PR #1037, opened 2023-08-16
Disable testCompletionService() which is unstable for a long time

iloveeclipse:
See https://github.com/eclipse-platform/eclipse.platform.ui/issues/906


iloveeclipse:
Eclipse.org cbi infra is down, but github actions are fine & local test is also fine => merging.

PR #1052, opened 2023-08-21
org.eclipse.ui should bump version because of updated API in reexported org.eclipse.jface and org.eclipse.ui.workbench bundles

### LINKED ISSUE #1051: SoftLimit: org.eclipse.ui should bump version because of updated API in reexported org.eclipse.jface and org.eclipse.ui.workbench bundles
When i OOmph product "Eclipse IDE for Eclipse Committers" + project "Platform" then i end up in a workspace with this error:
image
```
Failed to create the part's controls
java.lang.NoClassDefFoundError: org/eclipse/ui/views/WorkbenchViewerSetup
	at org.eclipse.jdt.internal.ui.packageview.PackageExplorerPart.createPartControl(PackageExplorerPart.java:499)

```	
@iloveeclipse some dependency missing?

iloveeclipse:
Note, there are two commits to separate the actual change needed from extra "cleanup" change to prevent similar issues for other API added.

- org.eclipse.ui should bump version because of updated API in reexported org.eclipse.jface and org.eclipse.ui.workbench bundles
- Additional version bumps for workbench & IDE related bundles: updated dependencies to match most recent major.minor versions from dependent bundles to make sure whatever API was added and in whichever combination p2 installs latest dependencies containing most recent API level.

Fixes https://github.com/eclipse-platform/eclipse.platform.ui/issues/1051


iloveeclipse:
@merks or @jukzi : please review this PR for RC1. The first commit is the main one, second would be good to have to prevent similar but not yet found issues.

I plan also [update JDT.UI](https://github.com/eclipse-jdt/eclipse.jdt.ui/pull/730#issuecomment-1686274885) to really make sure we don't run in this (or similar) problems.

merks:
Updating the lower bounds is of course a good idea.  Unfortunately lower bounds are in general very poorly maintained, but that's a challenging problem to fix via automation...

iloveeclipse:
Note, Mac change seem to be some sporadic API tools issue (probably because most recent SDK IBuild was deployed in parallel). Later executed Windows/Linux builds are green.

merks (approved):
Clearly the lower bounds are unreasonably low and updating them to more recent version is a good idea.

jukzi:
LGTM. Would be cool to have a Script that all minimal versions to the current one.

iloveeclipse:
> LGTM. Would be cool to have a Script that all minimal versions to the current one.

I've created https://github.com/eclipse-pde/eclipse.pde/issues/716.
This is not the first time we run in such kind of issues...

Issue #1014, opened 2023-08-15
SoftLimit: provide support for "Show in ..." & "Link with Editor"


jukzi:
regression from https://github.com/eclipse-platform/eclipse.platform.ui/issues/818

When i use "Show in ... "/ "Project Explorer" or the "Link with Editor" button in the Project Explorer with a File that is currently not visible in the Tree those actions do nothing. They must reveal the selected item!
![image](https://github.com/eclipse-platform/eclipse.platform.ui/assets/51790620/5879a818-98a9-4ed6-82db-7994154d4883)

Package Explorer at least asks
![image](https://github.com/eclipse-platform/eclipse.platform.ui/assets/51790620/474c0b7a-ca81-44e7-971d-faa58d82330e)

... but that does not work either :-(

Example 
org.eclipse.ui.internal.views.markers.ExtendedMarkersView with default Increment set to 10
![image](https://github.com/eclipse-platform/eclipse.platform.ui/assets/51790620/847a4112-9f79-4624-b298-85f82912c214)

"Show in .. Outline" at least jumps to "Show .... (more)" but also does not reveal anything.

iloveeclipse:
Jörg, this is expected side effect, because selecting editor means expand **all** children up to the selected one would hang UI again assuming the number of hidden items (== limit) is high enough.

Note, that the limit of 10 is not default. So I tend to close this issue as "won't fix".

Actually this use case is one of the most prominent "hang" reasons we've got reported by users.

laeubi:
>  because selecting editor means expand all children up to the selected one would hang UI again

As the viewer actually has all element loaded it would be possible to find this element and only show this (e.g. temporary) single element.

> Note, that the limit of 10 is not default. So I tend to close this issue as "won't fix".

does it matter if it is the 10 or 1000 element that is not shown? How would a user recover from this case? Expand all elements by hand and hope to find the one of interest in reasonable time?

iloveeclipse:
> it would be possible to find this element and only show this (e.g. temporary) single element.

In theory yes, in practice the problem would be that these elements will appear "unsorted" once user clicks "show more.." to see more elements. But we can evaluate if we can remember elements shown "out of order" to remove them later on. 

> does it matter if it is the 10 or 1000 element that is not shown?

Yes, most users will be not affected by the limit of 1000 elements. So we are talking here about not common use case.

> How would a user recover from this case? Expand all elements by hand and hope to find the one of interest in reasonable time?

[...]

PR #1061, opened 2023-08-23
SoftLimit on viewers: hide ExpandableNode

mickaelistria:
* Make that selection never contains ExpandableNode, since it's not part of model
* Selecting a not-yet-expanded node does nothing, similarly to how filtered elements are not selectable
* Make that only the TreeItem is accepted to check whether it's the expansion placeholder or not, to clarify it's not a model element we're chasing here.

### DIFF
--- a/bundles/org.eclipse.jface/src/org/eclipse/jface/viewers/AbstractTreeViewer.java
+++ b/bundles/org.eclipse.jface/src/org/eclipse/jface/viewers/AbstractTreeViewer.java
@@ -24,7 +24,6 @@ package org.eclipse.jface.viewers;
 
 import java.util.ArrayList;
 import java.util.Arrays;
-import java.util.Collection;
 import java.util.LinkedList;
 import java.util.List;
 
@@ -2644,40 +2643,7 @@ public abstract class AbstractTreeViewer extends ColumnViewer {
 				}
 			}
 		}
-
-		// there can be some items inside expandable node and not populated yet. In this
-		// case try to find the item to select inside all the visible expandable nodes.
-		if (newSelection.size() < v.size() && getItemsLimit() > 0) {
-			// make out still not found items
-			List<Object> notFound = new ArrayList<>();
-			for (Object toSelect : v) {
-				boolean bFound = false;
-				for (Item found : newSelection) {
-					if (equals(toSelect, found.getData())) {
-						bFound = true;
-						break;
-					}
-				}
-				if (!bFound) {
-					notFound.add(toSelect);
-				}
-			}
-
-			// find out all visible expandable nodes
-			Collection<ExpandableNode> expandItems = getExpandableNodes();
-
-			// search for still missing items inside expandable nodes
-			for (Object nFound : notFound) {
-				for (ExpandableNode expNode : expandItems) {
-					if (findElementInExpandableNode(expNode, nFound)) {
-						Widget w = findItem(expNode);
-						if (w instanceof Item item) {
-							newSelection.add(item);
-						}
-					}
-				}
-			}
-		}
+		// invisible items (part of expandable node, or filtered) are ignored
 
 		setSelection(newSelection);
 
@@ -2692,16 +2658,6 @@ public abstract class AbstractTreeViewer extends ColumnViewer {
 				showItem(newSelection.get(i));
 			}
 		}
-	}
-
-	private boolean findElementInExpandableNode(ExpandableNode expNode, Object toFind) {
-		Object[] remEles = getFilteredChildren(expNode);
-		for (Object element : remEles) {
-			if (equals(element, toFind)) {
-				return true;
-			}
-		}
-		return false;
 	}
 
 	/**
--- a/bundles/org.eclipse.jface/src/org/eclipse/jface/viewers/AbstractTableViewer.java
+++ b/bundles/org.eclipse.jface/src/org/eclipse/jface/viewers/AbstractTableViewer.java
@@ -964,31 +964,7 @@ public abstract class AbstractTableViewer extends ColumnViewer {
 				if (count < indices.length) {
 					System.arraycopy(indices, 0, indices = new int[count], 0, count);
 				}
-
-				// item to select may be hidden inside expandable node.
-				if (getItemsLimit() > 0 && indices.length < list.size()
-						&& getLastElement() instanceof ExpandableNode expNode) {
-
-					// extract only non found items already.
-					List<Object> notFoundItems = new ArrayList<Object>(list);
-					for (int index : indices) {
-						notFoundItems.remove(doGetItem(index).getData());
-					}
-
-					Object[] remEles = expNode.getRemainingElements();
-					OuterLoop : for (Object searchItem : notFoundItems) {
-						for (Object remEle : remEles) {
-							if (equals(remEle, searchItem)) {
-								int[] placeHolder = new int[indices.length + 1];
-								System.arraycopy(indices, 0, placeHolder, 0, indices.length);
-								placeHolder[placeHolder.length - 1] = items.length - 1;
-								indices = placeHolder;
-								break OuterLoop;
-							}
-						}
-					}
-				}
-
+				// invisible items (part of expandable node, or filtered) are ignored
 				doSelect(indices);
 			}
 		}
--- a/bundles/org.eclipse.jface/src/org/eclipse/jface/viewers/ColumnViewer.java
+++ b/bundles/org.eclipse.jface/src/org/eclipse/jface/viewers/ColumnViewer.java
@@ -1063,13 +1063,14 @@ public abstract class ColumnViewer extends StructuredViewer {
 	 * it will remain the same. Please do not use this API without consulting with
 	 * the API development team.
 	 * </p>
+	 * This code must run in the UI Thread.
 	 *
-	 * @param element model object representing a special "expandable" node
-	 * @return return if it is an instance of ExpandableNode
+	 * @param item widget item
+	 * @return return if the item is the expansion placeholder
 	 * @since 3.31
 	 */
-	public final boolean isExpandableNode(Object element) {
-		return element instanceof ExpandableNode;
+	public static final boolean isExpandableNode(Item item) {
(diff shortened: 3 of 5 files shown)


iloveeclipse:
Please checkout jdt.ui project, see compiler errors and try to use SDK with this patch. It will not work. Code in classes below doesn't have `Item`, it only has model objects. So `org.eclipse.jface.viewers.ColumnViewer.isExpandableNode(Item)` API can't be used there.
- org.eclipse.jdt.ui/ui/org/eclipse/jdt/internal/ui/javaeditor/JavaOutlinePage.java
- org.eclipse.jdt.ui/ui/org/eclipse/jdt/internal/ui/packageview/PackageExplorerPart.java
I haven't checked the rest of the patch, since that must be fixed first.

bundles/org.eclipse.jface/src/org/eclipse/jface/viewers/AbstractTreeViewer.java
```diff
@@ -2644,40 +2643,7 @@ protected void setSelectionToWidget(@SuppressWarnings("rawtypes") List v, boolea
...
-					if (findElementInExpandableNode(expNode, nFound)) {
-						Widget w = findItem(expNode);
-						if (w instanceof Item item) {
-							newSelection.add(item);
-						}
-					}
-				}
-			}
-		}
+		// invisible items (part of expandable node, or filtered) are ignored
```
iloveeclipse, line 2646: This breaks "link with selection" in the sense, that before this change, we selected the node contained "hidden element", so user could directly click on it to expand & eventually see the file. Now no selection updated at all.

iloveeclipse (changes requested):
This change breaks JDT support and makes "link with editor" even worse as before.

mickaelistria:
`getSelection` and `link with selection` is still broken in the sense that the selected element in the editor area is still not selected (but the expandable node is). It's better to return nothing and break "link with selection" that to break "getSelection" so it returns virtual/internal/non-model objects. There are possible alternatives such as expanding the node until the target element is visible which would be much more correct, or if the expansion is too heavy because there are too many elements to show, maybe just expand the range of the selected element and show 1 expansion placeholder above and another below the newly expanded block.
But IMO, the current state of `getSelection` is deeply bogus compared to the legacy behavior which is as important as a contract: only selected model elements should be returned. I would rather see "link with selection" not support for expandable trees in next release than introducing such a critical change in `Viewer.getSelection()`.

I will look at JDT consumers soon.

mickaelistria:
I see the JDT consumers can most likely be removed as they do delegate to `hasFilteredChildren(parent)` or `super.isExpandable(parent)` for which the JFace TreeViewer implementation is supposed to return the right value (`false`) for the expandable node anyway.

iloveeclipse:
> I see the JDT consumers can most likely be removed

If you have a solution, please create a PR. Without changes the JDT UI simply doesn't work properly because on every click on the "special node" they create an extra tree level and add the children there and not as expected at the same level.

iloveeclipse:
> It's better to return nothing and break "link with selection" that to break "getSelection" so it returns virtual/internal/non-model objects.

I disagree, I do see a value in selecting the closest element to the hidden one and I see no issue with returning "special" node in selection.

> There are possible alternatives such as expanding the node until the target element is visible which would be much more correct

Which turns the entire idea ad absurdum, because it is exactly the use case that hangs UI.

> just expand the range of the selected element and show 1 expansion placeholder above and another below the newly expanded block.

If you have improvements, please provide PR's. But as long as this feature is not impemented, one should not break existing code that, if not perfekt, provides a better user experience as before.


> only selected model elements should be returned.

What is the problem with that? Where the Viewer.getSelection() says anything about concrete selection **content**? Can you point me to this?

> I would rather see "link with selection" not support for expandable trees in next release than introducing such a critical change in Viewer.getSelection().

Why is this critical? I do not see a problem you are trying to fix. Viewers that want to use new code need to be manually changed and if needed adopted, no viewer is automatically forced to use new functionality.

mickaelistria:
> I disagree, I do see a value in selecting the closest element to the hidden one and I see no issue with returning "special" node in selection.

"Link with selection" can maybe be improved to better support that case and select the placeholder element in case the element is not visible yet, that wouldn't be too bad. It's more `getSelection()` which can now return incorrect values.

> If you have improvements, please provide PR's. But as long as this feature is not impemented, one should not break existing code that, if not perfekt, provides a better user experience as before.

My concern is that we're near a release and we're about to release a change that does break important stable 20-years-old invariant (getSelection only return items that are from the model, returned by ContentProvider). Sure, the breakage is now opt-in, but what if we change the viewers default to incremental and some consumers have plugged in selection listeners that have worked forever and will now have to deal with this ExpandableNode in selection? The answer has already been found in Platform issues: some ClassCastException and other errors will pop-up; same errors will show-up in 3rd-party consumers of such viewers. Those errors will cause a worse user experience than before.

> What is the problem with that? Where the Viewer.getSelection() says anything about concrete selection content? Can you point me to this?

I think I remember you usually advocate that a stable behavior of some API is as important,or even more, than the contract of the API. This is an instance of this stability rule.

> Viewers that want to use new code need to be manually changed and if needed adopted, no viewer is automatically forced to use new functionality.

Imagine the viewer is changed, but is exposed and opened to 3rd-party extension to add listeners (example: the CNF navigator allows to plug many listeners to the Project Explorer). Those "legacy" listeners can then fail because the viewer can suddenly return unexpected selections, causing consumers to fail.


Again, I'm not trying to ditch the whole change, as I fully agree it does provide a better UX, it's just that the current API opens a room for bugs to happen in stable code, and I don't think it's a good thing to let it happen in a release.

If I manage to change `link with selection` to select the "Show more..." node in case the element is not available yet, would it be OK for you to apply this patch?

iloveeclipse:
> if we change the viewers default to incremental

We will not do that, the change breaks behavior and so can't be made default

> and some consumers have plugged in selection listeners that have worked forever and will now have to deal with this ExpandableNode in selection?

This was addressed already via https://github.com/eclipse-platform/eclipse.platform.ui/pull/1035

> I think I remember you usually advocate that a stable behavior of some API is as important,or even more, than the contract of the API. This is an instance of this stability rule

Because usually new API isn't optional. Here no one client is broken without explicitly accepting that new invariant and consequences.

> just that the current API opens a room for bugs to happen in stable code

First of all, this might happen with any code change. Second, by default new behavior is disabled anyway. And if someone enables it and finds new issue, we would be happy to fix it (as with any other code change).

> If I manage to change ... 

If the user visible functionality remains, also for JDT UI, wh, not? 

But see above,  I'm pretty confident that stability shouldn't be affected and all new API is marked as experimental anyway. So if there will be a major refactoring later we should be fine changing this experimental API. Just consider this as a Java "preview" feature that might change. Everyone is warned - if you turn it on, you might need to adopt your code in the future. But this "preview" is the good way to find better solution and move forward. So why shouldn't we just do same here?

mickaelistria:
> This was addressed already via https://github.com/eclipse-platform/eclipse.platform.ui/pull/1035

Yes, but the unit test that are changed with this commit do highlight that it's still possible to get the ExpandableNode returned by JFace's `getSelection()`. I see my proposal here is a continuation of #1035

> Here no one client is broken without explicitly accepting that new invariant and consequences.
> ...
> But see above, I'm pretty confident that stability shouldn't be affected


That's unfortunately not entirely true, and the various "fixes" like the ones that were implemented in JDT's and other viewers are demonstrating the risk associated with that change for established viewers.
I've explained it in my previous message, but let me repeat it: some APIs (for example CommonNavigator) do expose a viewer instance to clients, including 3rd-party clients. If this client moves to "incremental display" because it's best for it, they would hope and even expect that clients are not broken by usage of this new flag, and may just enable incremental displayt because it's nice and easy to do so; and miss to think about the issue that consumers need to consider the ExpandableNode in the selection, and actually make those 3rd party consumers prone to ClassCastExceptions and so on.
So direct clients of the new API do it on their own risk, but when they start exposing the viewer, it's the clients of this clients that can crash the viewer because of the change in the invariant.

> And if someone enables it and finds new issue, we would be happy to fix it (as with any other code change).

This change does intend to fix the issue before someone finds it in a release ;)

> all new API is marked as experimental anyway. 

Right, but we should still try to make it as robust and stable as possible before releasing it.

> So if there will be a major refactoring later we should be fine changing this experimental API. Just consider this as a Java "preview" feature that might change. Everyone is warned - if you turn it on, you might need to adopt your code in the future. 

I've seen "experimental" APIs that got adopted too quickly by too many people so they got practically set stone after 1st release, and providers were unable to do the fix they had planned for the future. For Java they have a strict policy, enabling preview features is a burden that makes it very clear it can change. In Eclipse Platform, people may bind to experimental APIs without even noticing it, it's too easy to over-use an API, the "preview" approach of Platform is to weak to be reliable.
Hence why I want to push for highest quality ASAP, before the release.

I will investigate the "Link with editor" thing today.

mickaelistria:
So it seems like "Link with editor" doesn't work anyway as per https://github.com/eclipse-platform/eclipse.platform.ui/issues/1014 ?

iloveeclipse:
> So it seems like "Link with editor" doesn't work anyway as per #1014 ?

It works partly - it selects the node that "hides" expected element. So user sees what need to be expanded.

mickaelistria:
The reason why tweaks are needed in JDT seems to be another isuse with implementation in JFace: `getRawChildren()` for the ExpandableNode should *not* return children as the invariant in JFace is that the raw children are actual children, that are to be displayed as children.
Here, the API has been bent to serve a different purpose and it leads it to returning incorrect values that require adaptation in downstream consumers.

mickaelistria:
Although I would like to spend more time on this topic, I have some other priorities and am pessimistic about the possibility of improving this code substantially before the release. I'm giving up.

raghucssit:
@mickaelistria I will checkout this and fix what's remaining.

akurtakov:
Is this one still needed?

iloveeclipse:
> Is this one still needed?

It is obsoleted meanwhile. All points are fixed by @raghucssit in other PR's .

• • • • • • •

**What the exercise asks**: Whenever the word "changed" shows up in a line of the entries, copy that line.

**Answer space**:
Why is this critical? I do not see a problem you are trying to fix. Viewers that want to use new code need to be manually changed and if needed adopted, no viewer is automatically forced to use new functionality.
> Viewers that want to use new code need to be manually changed and if needed adopted, no viewer is automatically forced to use new functionality.
Imagine the viewer is changed, but is exposed and opened to 3rd-party extension to add listeners (example: the CNF navigator allows to plug many listeners to the Project Explorer). Those "legacy" listeners can then fail because the viewer can suddenly return unexpected selections, causing consumers to fail.
Yes, but the unit test that are changed with this commit do highlight that it's still possible to get the ExpandableNode returned by JFace's `getSelection()`. I see my proposal here is a continuation of #1035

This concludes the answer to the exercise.